PR #59, opened 2017-10-07
Fix problem with defaults.nh not being found when debugging within VS IDE

barthouse:
When debugging using the Visual Studio IDE, by default the working directory is the project directory.
Because of this, both NetHack and NetHackW will fail to find defaults.nh.  This change simply changes
the default working directory to $BinDir allowing defaults.nh to be found along side the executable.


paxed:
Committed.

PR #61, opened 2017-10-07
Fix permanent inventory window going away after pick item(s) operations.

barthouse:
In the windows GUI when permanent inventory is being used, there is an annoying bug where any command that uses the inventory window to pick an item (or items) will cause the inventory window to become hidden requiring the user to use 'i' to redisplay the inventory.

Another side effect of this problem is that a jarring white empty space is created if the user happens to be using window backgrounds other then white (such as black).

This fix is in two parts.  First, we don't hide the permanent inventory window when destroying its as a popup.  Second, after a pick operation where we just used the permanent inventory window we restore the proper display state of the inventory window (pick type NONE and no prompt).


paxed:
Committed.

PR #63, opened 2017-10-09
Fix bug with handling of hilite color NO_COLOR

barthouse:
If a status hilite color is set to NO_COLOR, we will map this color to white (0xffffff) instead of using default foreground color of status window.  This can cause the unexpected result of drawing white text on white in the case that the user has set their status window background to white.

☆ ☆ ☆ ☆ ☆ ☆ ☆

▸ WORK ORDER
What must be transcribed is the run of lines from the one containing "Fix permanent inventory" to the last line of the data above, inclusive, and only that.

▸ ANSWER FOR THIS EXERCISE
Fix permanent inventory window going away after pick item(s) operations.

barthouse:
In the windows GUI when permanent inventory is being used, there is an annoying bug where any command that uses the inventory window to pick an item (or items) will cause the inventory window to become hidden requiring the user to use 'i' to redisplay the inventory.

Another side effect of this problem is that a jarring white empty space is created if the user happens to be using window backgrounds other then white (such as black).

This fix is in two parts.  First, we don't hide the permanent inventory window when destroying its as a popup.  Second, after a pick operation where we just used the permanent inventory window we restore the proper display state of the inventory window (pick type NONE and no prompt).


paxed:
Committed.

PR #63, opened 2017-10-09
Fix bug with handling of hilite color NO_COLOR

barthouse:
If a status hilite color is set to NO_COLOR, we will map this color to white (0xffffff) instead of using default foreground color of status window.  This can cause the unexpected result of drawing white text on white in the case that the user has set their status window background to white.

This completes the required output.